– Con tal de sobrevivir -repitió Markovic.
Faulques, que regresaba despacio de sus recuerdos, torció el gesto.
– A muchos no les sirve de nada suplicar -murmuró-. Ni siquiera la vileza ante el verdugo garantiza nada.
El croata seguía pasando páginas del álbum. Al fin lo cerró.
– Lo intentan -dijo-. Casi todos, en realidad. Algunos lo consiguen.
Se quedó mirando, pensativo, la tapa del libro cerrado. Foto en blanco y negro, asfalto de la carretera del aeropuerto de Saigón: una mujer muerta en el suelo, con su bebé también muerto y abrazado. El marido un poco más allá, con otro niño cogido de la mano. Muertos también. Todos. Entre ellos, un sombrero de paja de forma cónica sobre un charco de sangre. No era la foto predilecta de Faulques, pero en su momento a él y a sus editores les había parecido una buena portada.
– Cuando me liberaron -prosiguió Markovic- iba con otros, en un camión… Apenas dijimos nada. Ni nos mirábamos siquiera. Avergonzados. Sabíamos cosas unos de otros, ¿comprende?… Cosas que queríamos olvidar.

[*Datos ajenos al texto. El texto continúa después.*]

PR #1263, opened 2021-06-19
AVRO-2123: Duration logical type Java conversion

robvadai:
Implementation of http://avro.apache.org/docs/current/spec.html#Duration

Can be used to serialize/deserialize to/from Java POJOs and Generic Fixed type.

### Jira

  - https://issues.apache.org/jira/browse/AVRO-2123

### Tests

- `lang/java/avro/src/test/java/org/apache/avro/TestDurationConversion.java`

### Commits

- [x] My commits all reference Jira issues in their subject lines. In addition, my commits follow the guidelines from "[How to write a good git commit message](https://chris.beams.io/posts/git-commit/)"

### Documentation

  - All the public functions and the classes in the PR contain Javadoc that explain what it does: existing conversaion don't have Javadoc so I didn't add one. This is considered an internal API IMHO.

### DIFF
--- a/lang/java/avro/src/main/java/org/apache/avro/Conversions.java
+++ b/lang/java/avro/src/main/java/org/apache/avro/Conversions.java
@@ -216,7 +216,7 @@ public class Conversions {
       @Override
       public GenericFixed toFixed(Duration value, Schema schema, LogicalType type) {
 
-          if (value.isZero()) {
+          if (value == null || value.isZero()) {
               return new GenericData.Fixed(schema, EMPTY_BYTE_ARRAY);
           }
 
--- a/lang/java/avro/src/main/java/org/apache/avro/Conversions.java
+++ b/lang/java/avro/src/main/java/org/apache/avro/Conversions.java
@@ -28,6 +28,7 @@ import java.math.BigDecimal;
 import java.math.BigInteger;
 import java.nio.ByteBuffer;
 import java.nio.ByteOrder;
+import java.time.temporal.ChronoUnit;
 import java.util.Arrays;
 import java.util.Collection;
 import java.util.Map;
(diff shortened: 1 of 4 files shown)


adiroy05:
assign to me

Seguía de pie ante la mesa y el álbum de fotos, y ahora estuvo callado un rato. Faulques se acercó hasta la botella de coñac y la señaló, inquisitivo. El otro dijo no, gracias, sin volver la cabeza. El pintor se sirvió un poco en un vaso, mojó los labios y lo dejó sobre el álbum. Entonces Markovic levantó la vista.
– Había un chico jovencito. Guapo. Unos dieciséis o diecisiete. Bosnio. Un guardián serbio se encaprichó de él.
Sonreía un poco, el aire evocador. De no ser por la expresión de sus ojos, se habría dicho que era un recuerdo grato.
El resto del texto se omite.